PR #52, opened 2021-04-18
add bin version argument to the bin-dump command and fix early bin versions

Morilli:
might work

### DIFF
--- a/cdragontoolbox/__main__.py
+++ b/cdragontoolbox/__main__.py
@@ -302,7 +302,7 @@ def command_bin_dump(parser, args):
         parser.error(f"BIN file not found: {args.bin}")
 
     with open(args.bin, 'rb') as f:
-        binfile = BinFile(f)
+        binfile = BinFile(f, btype_version=args.version)
     if args.json:
         json.dump(binfile.to_serializable(), sys.stdout)
     else:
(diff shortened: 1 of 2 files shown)


cdragontoolbox/__main__.py
```diff
@@ -441,6 +441,8 @@ def create_parser():
                                       help="dump a BIN file as a text tree")
     subparser.add_argument('-j', '--json', action='store_true',
                            help="extract to JSON")
+    subparser.add_argument('-V', '--version', default=1008, type=int,
+                           help="patch version this BIN file belongs to (default: %(default)s)")
```
benoitryder, line 445: - The full option name could be `--patch-version` to be more explicit about what it should contain.
- It would be nice to accept `10.08` instead of `1008`. Internally we use an integer to ease comparison, but if the CLI argument is intended to receive a patch version (as it is documented), you should accept the doted version number and convert it afterwards.

cdragontoolbox/binfile.py
```diff
@@ -482,7 +482,7 @@ def parse_bintype(self, v):
                 v = 0x80
             elif v >= 19:
                 v = 0x80 + v - 18
-        elif self.btype_version < 1008:
+        if self.btype_version < 1008:
```
benoitryder, line 485: Why this change?

benoitryder (changes requested):

cdragontoolbox/binfile.py
Morilli: Because early bins failed to parse without it.

cdragontoolbox/__main__.py
Morilli: 4fe04daf6aa4c0b9f8f1bdb1777b2d17e2f8b8b4 fine? that will allow both numbers like right now and normal version numbers with a single `.`, e.g. `9.2`.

## [Exercise description]
Those lines of the records that contain the string "patch" should be identified and copied.

## [Written answer]
+                           help="patch version this BIN file belongs to (default: %(default)s)")
benoitryder, line 445: - The full option name could be `--patch-version` to be more explicit about what it should contain.
- It would be nice to accept `10.08` instead of `1008`. Internally we use an integer to ease comparison, but if the CLI argument is intended to receive a patch version (as it is documented), you should accept the doted version number and convert it afterwards.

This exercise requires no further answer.